The Cavaliers have engaged in many trade talks for their star point guard Kyrie Irving. Irving has expressed much anxiety to get away from Cleveland, whether or not it has anything to do with LeBron James. There have been many incidents involving bad chemistry between the two. For example, Irving is upset that James leaked the fact that Irving wanted a trade, while James is reported to have said (though he denies) that he was tempted to “Beat Kyrie’s @##.” This may have been building for many years. When James left Cleveland to “take his talents to South Beach [Miami],” Irving was soon to be drafted. (Irving was drafted in 2011; James betrayed his team in 2010.) Though Irving wasn’t on the Cavs when James left, he may have disapproved of the decision. The Cavs have officially attempted to acquire Eric Bledsoe and Josh Jackson from Phoenix in exchange for Irving. Phoenix declined but it seems likely that Irving will not be long for Cleveland. This brings us to the New York Knicks. The Knicks have been a major factor in the Irving trade talks. Arguably their second best player, Carmelo Anthony (Kristaps Porzingis may be their first best), wants a trade.
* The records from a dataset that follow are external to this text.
PR #1759, opened 2017-09-26
Update BDB Docker image version for k8s

ttmc:
Part of the BigchainDB release process for version 1.1.

@krish7919 Is there anywhere else we should be updating the version number of the bigchaindb/bigchaindb image to 1.1.0? (That's its identity on Docker Hub.)

### DIFF
--- a/k8s/bigchaindb/bigchaindb-dep.yaml
+++ b/k8s/bigchaindb/bigchaindb-dep.yaml
@@ -12,7 +12,7 @@ spec:
       terminationGracePeriodSeconds: 10
       containers:
       - name: bigchaindb
-        image: bigchaindb/bigchaindb:1.0.1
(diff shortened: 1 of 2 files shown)


krish7919:
There are 2 files which use the docker image currently:
1. k8s/dev-setup/bigchaindb.yaml
2. k8s/bigchaindb/bigchaindb-dep.yaml

But I can take care of the dev-setup config files in a separate PR.
What would you prefer?

ttmc:
I would prefer to take care of both in a single PR, so I'll add another commit to this PR. Thanks!

I'll make a note about updating `k8s/dev-setup/bigchaindb.yaml` in our official `RELEASE_PROCESS.md` document (after doing this release).

krish7919:
@ttmc Thanks.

The Knicks might hold off for now, because Irving may be interested in joining them. The Knicks are unwilling to trade Porzingis for Irving trade, however, because Porzingis is a complete player, and still young. The Houston Rockets were a possible destination for Irving before they acquired Chris Paul, also a point guard, from the Clippers. If Irving were traded to the San Antonio Spurs, they would be a powerhouse team, with an Irving/Leonard/Aldridge trio. With Jimmy Butler, Paul George, Chris Paul, and Danilo Gallinari all headed out of their respective cities, the NBA off-season has been wildly chaotic. As a loyal Bulls fan, I was torn up when Jimmy Butler got traded, and I still think of the Clippers as a Chris Paul/Blake Griffin/DeAndre Jordan team, but I accept that this will be a new chapter in the NBA.